Apache Mahout Performance Issues

With the gracious help of the Mahout community via its mailing list, we have found a solution to my problem. All of the code related to the solution was committed into Mahout 0.6. More details can be found in the corresponding JIRA ticket.

Using VisualVM I found that the performance bottleneck was in the computation of item-item similarities. This was addressed by @Sean using a very simple but effective fix (see the SVN commit for more details)

Additionally, we have discussed how to improve the SamplingCandidateItemsStrategy to allow finer control over the sampling rate.

Finally, I did some testing with my application with the aforementioned fixes. All the recommendations took less than 1.5 seconds with the overwhelming majority taking less than 500ms. Mahout could easily handle 100 recommendations per second (I did not try to stress it more than that).


Small suggestion: your last snippet should use GenericBooleanPrefItemBasedRecommender.

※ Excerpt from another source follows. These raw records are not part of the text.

PR #3520, opened 2020-02-21
Rescue state machine exception from api base controller

SamuelMartini:
**Description**
When an order is not completed cannot be transitioned via `cancel!` 

`OrdersController#cancel` call `@order.cancel!` through `canceled_by`:  the state machine
exception results in a 500 error when the action is called with a not completed order. 

Pr changes:
- rescue `StateMachines::InvalidTransition` exception from the `BaseController` returning the default json response and 422 status.
- Remove rescue `StateMachines::InvalidTransition` from Api/CheckoutsController. **Note** that this change remove the log message from the [update action](https://github.com/solidusio/solidus/pull/3520/commits/f6b7b80c17308d14873a7fc2b223c06a041415f3#diff-10992068b70df9a93b07ec08575d29a6L64) when the state machine raise an exception. However the [invaid_transition](https://github.com/solidusio/solidus/pull/3520/files#diff-72139884662b996fcc462020939b7807R193) method has an explicit message that should work:

Screenshot 2020-03-03 at 18 26 02
The first string in the above image is the removed log message. The last string is what is 
logged in `invalid_transition`.

- Remove a double authorization in the `next` action.

**Checklist:**

### DIFF
--- a/api/app/controllers/spree/api/base_controller.rb
+++ b/api/app/controllers/spree/api/base_controller.rb
@@ -29,6 +29,7 @@ module Spree
       rescue_from ActiveRecord::RecordNotFound, with: :not_found
       rescue_from CanCan::AccessDenied, with: :unauthorized
       rescue_from Spree::Core::GatewayError, with: :gateway_error
+      rescue_from StateMachines::InvalidTransition, with: :invalid_transition
 
       helper Spree::Api::ApiHelpers
 
@@ -188,6 +189,12 @@ module Spree
 
       def default_per_page
         Kaminari.config.default_per_page
+      end
+
+      def invalid_transition(error)
+        logger.error("invalid_transition #{error.event} from #{error.from} for #{error.object.class.name}. Error: #{error.inspect}")
+
+        render "spree/api/errors/could_not_transition", locals: { resource: error.object }, status: :unprocessable_entity
       end
     end
   end
--- a/api/app/views/spree/api/orders/could_not_transition.json.jbuilder
+++ b/api/app/views/spree/api/orders/could_not_transition.json.jbuilder
@@ -1,4 +1,9 @@
 # frozen_string_literal: true
 
+Spree::Deprecation.warn(
+  'spree/api/orders/could_not_transition is deprecated.' \
+  ' Please use spree/api/errors/could_not_transition'
+)
+
 json.error(I18n.t(:could_not_transition, scope: "spree.api.order"))
 json.errors(@order.errors.to_hash)
--- a/api/app/controllers/spree/api/checkouts_controller.rb
+++ b/api/app/controllers/spree/api/checkouts_controller.rb
@@ -23,9 +23,6 @@ module Spree
         authorize! :update, @order, order_token
         @order.next!
         respond_with(@order, default_template: 'spree/api/orders/show', status: 200)
-      rescue StateMachines::InvalidTransition => error
-        logger.error("invalid_transition #{error.event} from #{error.from} for #{error.object.class.name}. Error: #{error.inspect}")
-        respond_with(@order, default_template: 'spree/api/orders/could_not_transition', status: 422)
       end
 
       def advance
@@ -42,9 +39,6 @@ module Spree
           @order.complete!
           respond_with(@order, default_template: 'spree/api/orders/show', status: 200)
         end
-      rescue StateMachines::InvalidTransition => error
-        logger.error("invalid_transition #{error.event} from #{error.from} for #{error.object.class.name}. Error: #{error.inspect}")
-        respond_with(@order, default_template: 'spree/api/orders/could_not_transition', status: 422)
       end
 
       def update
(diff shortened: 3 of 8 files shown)


api/app/controllers/spree/api/orders_controller.rb
```diff
@@ -27,7 +27,11 @@ class OrdersController < Spree::Api::BaseController
       def cancel
         authorize! :update, @order, params[:token]
         @order.canceled_by(current_api_user)
+
         respond_with(@order, default_template: :show)
+      rescue StateMachines::InvalidTransition => error
```
spaghetticode: With this addition, this controller includes these exact lines of codes 3 times... it's clearly becoming a pattern 😄  
I think it may be a good moment to DRY them up by extracting them in a private method... WDYT?

SamuelMartini: Thank you for the comment @spaghetticode 
I think you mean [Api::CheckoutsController](https://github.com/solidusio/solidus/blob/master/api/app/controllers/spree/api/checkouts_controller.rb) where it is used two times. 

I agree that this could be a private method and that we can DRY. We could use a `rescue_from` in [Api::BaseController](https://github.com/solidusio/solidus/blob/master/api/app/controllers/spree/api/base_controller.rb#L30) to deal with `StateMachines::InvalidTransition` and return 422 in all api controllers.  

I'll move the rescue from  the api/orders and api/checkouts controllers to the api base controller if the above works. Let me know!

spaghetticode: @SamuelMartini oh yes, it's Api::CheckoutsController 😅 
I think your proposal is good 🎉

api/app/controllers/spree/api/base_controller.rb
```diff
@@ -188,6 +189,11 @@ def paginate(resource)
       def default_per_page
         Kaminari.config.default_per_page
       end
+
+      def invalid_transition(error)
+        logger.error("invalid_transition #{error.event} from #{error.from} for #{error.object.class.name}. Error: #{error.inspect}")
+        respond_with(@order, default_template: 'spree/api/orders/could_not_transition', status: 422)
```
kennyadsl: I think `@order` is not present in any controller that could raise a state machine invalid transition. I like to be generic but can't work only with orders if we have other state machines in the system.

SamuelMartini: Thank you for catching that! @kennyadsl 

I'll change `@order` with `error.object` which should do the trick.

kennyadsl: Yes, but we should also have a generic template, now it's `spree/api/orders/could_not_transition`.

api/app/views/spree/api/orders/could_not_transition.json.jbuilder
```diff
@@ -1,4 +0,0 @@
-# frozen_string_literal: true
-
-json.error(I18n.t(:could_not_transition, scope: "spree.api.order"))
```
kennyadsl: Maybe someone is using this template in their store, we should keep it, print a deprecation warning and render the generic partial.

api/app/controllers/spree/api/base_controller.rb
SamuelMartini: @kennyadsl changed and split into three different commits.

I moved `spree/api/orders/could_not_transition` under errors `spree/api/errors/could_not_transition`. The changes in the controller should not diff in the api response.

api/app/views/spree/api/orders/could_not_transition.json.jbuilder
SamuelMartini: > Maybe we can also add some specs for other resources' controllers that have state machines? Just to be really sure it's working with any of them.

I could not find any other controller which raise an exception because of the failed state machine transition.

There are controllers that prevent any exception by controlling the flow:
[return_authorization#cancel](https://github.com/solidusio/solidus/blob/master/api/app/controllers/spree/api/return_authorizations_controller.rb#L60-L67)

[inventory_unit prepare event](https://github.com/solidusio/solidus/blob/master/api/app/controllers/spree/api/inventory_units_controller.rb#L37)

[shipment#ready](https://github.com/solidusio/solidus/blob/master/api/app/controllers/spree/api/shipments_controller.rb#L60)

They also return a different message so it will be a breaking change to make them use the generic error message.


Added deprecation for order error messages:
https://github.com/solidusio/solidus/pull/3520/files#diff-72139884662b996fcc462020939b7807R195

api/app/controllers/spree/api/base_controller.rb
```diff
@@ -188,6 +189,17 @@ def paginate(resource)
       def default_per_page
         Kaminari.config.default_per_page
       end
+
+      def invalid_transition(error)
+        logger.error("invalid_transition #{error.event} from #{error.from} for #{error.object.class.name}. Error: #{error.inspect}")
+        if error.object.is_a? Spree::Order
```
kennyadsl, line 195: I don't get this, why we should print a deprecation message if an order is passed? I think the deprecation should only be present in the order `.jbuilder` error partial, that we will not use anymore in Solidus, and will be shown if someone is using that file in their own extension/store.

aldesantis:
@SamuelMartini if you have time, could you please finalize this by addressing @kennyadsl's comment? It would be great to get this into 2.11 so we can switch to the new behavior in 3.0!

api/app/views/spree/api/orders/could_not_transition.json.jbuilder
```diff
@@ -1,4 +1,8 @@
 # frozen_string_literal: true
 
+Spree::Deprecation.warn('spree/api/orders/could_not_transition is deprecated.'\
+  ' Please use spree/api/errors/could_not_transition'
+)
```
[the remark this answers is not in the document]
DanielePalombo: Fixed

For your data set, the item-based algorithm should be best.

This sounds a little slow, and minutes is way too long. The culprit is lumpy data; time can scale with the number of ratings a user has provided.

Look at SamplingCandidateItemsStrategy. This will let you limit the amount of work done in this regard by sampling in the face of particularly dense data. You can plug this in to GenericBooleanPrefItemBasedRecommender instead of using the default. I think this will give you a lever to increase speed and also make response time more predictable.